(Stored data)
PR #64, opened 2021-04-22
improve: add subscription id in config api header SDKCF-3716

donnie-jp:
# Description
Add subscription id to Config API request header

## Links
SDKCF-3716

# Checklist

### DIFF
--- a/RInAppMessaging/Classes/Services/ConfigurationService.swift
+++ b/RInAppMessaging/Classes/Services/ConfigurationService.swift
@@ -23,7 +23,8 @@ internal struct ConfigurationService: ConfigurationServiceType, HttpRequestable 
         let response = requestFromServerSync(
             url: configURL,
             httpMethod: .get,
-            addtionalHeaders: nil)
+            addtionalHeaders: buildRequestHeader()
+        )
 
         switch response {
         case .success((let data, _)):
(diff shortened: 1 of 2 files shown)


RInAppMessaging/Classes/Services/ConfigurationService.swift
```diff
@@ -23,7 +23,8 @@ internal struct ConfigurationService: ConfigurationServiceType, HttpRequestable
         let response = requestFromServerSync(
             url: configURL,
             httpMethod: .get,
-            addtionalHeaders: nil)
+            addtionalHeaders: buildRequestHeader()
```
donnie-jp, line 26: The implementation was copied/modified from MessageMixerService.

RInAppMessaging/Classes/Services/ConfigurationService.swift
```diff
@@ -70,7 +71,21 @@ extension ConfigurationService {
...
-    func buildURLRequest(url: URL) -> Result<URLRequest, Error> {
+    private func buildRequestHeader() -> [HeaderAttribute] {
+        let Keys = Constants.Request.Header.self
+        var additionalHeaders: [HeaderAttribute] = []
+
+        if let subId = bundleInfo.inAppSubscriptionId, !subId.isEmpty {
+            additionalHeaders.append(HeaderAttribute(key: Keys.subscriptionID, value: subId))
+        } else {
+            Logger.debug("Info.plist must contain a valid InAppMessagingAppSubscriptionID")
+            assertionFailure()
```
donnie-jp, line 82: It's safe to call this in production release code isn't it?

imaginaris: If we release with optimization setting `-O` (which we do) then that method has no effect. (So yes, it's safe 🙂 )

imaginaris (approved):

malayli (approved):

PR #65, opened 2021-04-22
fix: fix user data cache sync (SDKCF-3710)

imaginaris:
# Description
Anonymous user has now its own independent cache.
Last user cache is used only after app launch and before previously logged in user data is registered (and there was no logout  in previous app session)

## Links
SDKCF-3710

# Checklist

### DIFF
--- a/RInAppMessaging/Classes/CampaignDispatcher.swift
+++ b/RInAppMessaging/Classes/CampaignDispatcher.swift
@@ -23,7 +23,7 @@ internal class CampaignDispatcher: CampaignDispatcherType, TaskSchedulable {
 
     private let dispatchQueue = DispatchQueue(label: "IAM.Campaign", qos: .userInteractive)
     private var queuedCampaigns = [Campaign]()
-    @AtomicGetSet private(set) var isDispatching = false
+    private(set) var isDispatching = false
 
     weak var delegate: CampaignDispatcherDelegate?
     var scheduledTask: DispatchWorkItem?
@@ -44,9 +44,13 @@ internal class CampaignDispatcher: CampaignDispatcherType, TaskSchedulable {
     }
 
     func resetQueue() {
-        isDispatching = false
-        scheduledTask?.cancel()
         dispatchQueue.async {
+            let isDisplayingCampaign = self.scheduledTask == nil && self.isDispatching
+            if !isDisplayingCampaign {
+                self.isDispatching = false
+                self.scheduledTask?.cancel()
+            }
+
             self.queuedCampaigns.removeAll()
         }
     }
--- a/RInAppMessaging/Classes/Protocols/Lockable.swift
+++ b/RInAppMessaging/Classes/Protocols/Lockable.swift
@@ -12,6 +12,9 @@ internal protocol LockableResource {
     func unlock()
 }
 
+// The following rule is disabled to ensure thread safety
+// swiftlint:disable shorthand_operator
+
 /// Object-wrapper that conforms to LockableResource protocol.
 /// Used to control getter and setter of given resource.
 /// When lock() has been called on some thread, only that thread will be able to access the resource.
@@ -42,15 +45,15 @@ internal class LockableObject<T>: LockableResource {
         if shouldWait {
             dispatchGroup.wait()
         }
-        lockCount += 1
+        lockCount = lockCount + 1
         lockingThread = Thread.current
         dispatchGroup.enter()
     }
 
     func unlock() {
         if lockCount > 0 {
+            lockCount = lockCount - 1
             dispatchGroup.leave()
-            lockCount -= 1
         } else {
             lockingThread = nil
         }
--- a/RInAppMessaging/Classes/RInAppMessaging.swift
+++ b/RInAppMessaging/Classes/RInAppMessaging.swift
@@ -1,3 +1,5 @@
+import Foundation
+
 /// Protocol for optional delagate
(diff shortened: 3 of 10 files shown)


RInAppMessaging/Classes/CampaignDispatcher.swift
```diff
@@ -44,9 +44,13 @@ internal class CampaignDispatcher: CampaignDispatcherType, TaskSchedulable {
     }
 
     func resetQueue() {
-        isDispatching = false
-        scheduledTask?.cancel()
```
donnie-jp, line 48: Why were these moved into the async q?

RInAppMessaging/Classes/Protocols/Lockable.swift
```diff
@@ -42,15 +45,15 @@ internal class LockableObject<T>: LockableResource {
         if shouldWait {
             dispatchGroup.wait()
         }
-        lockCount += 1
+        lockCount = lockCount + 1
```
donnie-jp, line 48: How does this ensure thread safety?
Or is it because you've moved the decrement before the leave()?

RInAppMessaging/Classes/RInAppMessaging.swift
```diff
@@ -1,3 +1,5 @@
+import Foundation
```
donnie-jp, line 1: Is that import required?

RInAppMessaging/Classes/Repositories/CampaignRepository.swift
```diff
@@ -28,17 +28,21 @@ internal protocol CampaignRepositoryType: AnyObject, Lockable {
...
+    func loadCachedData(syncWithLastUserData: Bool)
+
+    /// Deletes cached data used to sync between users
+    func resetDataPersistence()
 }
 
 /// Repository to store campaigns retrieved from ping request.
 internal class CampaignRepository: CampaignRepositoryType {
 
+    static let lastUser = [UserIdentifier(type: .userId, identifier: "IAM.lastUser!@#")]
```
donnie-jp, line 40: Is the !@# just for uniqueness?

RInAppMessaging/Classes/Repositories/CampaignRepository.swift
```diff
@@ -151,8 +159,6 @@ internal class CampaignRepository: CampaignRepositoryType {
     private func saveDataToCache(_ list: [Campaign]) {
         let user = preferenceRepository.getUserIdentifiers()
         userDataCache.cacheCampaignData(list, userIdentifiers: user)
-        if defaultCacheUser != user {
-            userDataCache.cacheCampaignData(list, userIdentifiers: defaultCacheUser)
-        }
+        userDataCache.cacheCampaignData(list, userIdentifiers: CampaignRepository.lastUser)
```
donnie-jp, line 162: Why is the same campaign list cached twice?

donnie-jp (approved):
LGTM - I left a few questions asking for clarifications but we can proceed to merge this so it can be QA'd.

RInAppMessaging/Classes/UserDataCache.swift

### Exercise prompt:
Copy all lines from the data that hold the word "release".

### Result for this task:
donnie-jp, line 82: It's safe to call this in production release code isn't it?
imaginaris: If we release with optimization setting `-O` (which we do) then that method has no effect. (So yes, it's safe 🙂 )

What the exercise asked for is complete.